(Data items)
★ ★ ★ ★ ★
PR #301, opened 2020-09-23
Add Address selector to placeholder

LJBabbage:
Placeholders now have selector elements to find fields in Addresses  

N.B I do have reservations over the proposed solution names as explained on the validator PR

### How to review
★ ★ ★ ★ ★
■ REQUIRED WORK
For every entry in the records above, write an exact copy.

■ YOUR SOLUTION
PR #301, opened 2020-09-23
Add Address selector to placeholder

LJBabbage:
Placeholders now have selector elements to find fields in Addresses  

N.B I do have reservations over the proposed solution names as explained on the validator PR

### How to review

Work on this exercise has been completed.